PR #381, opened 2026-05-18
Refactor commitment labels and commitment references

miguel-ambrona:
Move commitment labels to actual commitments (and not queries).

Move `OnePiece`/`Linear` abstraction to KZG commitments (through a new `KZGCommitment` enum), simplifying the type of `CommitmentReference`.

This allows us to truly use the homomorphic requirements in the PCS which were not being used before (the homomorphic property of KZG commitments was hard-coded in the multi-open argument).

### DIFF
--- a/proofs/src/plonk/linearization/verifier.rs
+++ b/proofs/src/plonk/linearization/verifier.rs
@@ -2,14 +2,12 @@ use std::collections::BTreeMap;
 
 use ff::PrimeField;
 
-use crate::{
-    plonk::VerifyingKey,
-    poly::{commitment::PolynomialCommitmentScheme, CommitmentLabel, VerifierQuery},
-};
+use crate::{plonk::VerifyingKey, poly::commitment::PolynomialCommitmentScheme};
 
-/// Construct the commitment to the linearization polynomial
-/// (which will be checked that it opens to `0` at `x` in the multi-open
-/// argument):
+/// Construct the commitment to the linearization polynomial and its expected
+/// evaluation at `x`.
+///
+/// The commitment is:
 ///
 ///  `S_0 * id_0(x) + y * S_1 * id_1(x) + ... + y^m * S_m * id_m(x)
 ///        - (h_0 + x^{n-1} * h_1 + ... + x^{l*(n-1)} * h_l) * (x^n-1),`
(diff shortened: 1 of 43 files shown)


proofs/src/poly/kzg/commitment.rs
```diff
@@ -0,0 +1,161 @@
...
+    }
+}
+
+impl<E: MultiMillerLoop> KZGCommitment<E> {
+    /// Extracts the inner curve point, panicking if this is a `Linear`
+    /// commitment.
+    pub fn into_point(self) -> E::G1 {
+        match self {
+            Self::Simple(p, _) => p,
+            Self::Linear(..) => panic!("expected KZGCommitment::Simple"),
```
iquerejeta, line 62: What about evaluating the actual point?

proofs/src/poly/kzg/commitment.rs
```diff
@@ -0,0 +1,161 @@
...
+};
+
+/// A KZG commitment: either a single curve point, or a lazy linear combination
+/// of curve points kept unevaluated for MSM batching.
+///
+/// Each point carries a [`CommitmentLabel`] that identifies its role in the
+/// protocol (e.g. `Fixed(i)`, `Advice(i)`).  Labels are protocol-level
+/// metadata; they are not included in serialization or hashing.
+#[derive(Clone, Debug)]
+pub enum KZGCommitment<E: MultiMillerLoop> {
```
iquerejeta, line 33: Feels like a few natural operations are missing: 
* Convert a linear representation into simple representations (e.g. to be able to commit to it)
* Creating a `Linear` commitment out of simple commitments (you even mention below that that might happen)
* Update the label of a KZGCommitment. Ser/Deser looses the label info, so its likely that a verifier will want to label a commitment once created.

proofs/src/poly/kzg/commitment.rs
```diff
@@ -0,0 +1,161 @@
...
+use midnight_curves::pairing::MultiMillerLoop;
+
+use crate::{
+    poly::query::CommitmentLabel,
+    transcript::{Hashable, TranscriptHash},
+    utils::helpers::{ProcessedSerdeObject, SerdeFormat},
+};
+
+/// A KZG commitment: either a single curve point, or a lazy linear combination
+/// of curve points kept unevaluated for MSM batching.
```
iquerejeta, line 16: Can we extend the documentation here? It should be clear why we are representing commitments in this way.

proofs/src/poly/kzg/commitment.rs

* **Task details**:
An exact copy of the lines above, from the one containing "abstraction to KZG" down to the one containing "iquerejeta, line 33: Feels" and including both, is the whole answer; retype it and nothing else.

* **Exercise response**:
Move `OnePiece`/`Linear` abstraction to KZG commitments (through a new `KZGCommitment` enum), simplifying the type of `CommitmentReference`.

This allows us to truly use the homomorphic requirements in the PCS which were not being used before (the homomorphic property of KZG commitments was hard-coded in the multi-open argument).

### DIFF
--- a/proofs/src/plonk/linearization/verifier.rs
+++ b/proofs/src/plonk/linearization/verifier.rs
@@ -2,14 +2,12 @@ use std::collections::BTreeMap;
 
 use ff::PrimeField;
 
-use crate::{
-    plonk::VerifyingKey,
-    poly::{commitment::PolynomialCommitmentScheme, CommitmentLabel, VerifierQuery},
-};
+use crate::{plonk::VerifyingKey, poly::commitment::PolynomialCommitmentScheme};
 
-/// Construct the commitment to the linearization polynomial
-/// (which will be checked that it opens to `0` at `x` in the multi-open
-/// argument):
+/// Construct the commitment to the linearization polynomial and its expected
+/// evaluation at `x`.
+///
+/// The commitment is:
 ///
 ///  `S_0 * id_0(x) + y * S_1 * id_1(x) + ... + y^m * S_m * id_m(x)
 ///        - (h_0 + x^{n-1} * h_1 + ... + x^{l*(n-1)} * h_l) * (x^n-1),`
(diff shortened: 1 of 43 files shown)


proofs/src/poly/kzg/commitment.rs
```diff
@@ -0,0 +1,161 @@
...
+    }
+}
+
+impl<E: MultiMillerLoop> KZGCommitment<E> {
+    /// Extracts the inner curve point, panicking if this is a `Linear`
+    /// commitment.
+    pub fn into_point(self) -> E::G1 {
+        match self {
+            Self::Simple(p, _) => p,
+            Self::Linear(..) => panic!("expected KZGCommitment::Simple"),
```
iquerejeta, line 62: What about evaluating the actual point?

proofs/src/poly/kzg/commitment.rs
```diff
@@ -0,0 +1,161 @@
...
+};
+
+/// A KZG commitment: either a single curve point, or a lazy linear combination
+/// of curve points kept unevaluated for MSM batching.
+///
+/// Each point carries a [`CommitmentLabel`] that identifies its role in the
+/// protocol (e.g. `Fixed(i)`, `Advice(i)`).  Labels are protocol-level
+/// metadata; they are not included in serialization or hashing.
+#[derive(Clone, Debug)]
+pub enum KZGCommitment<E: MultiMillerLoop> {
```
iquerejeta, line 33: Feels like a few natural operations are missing: 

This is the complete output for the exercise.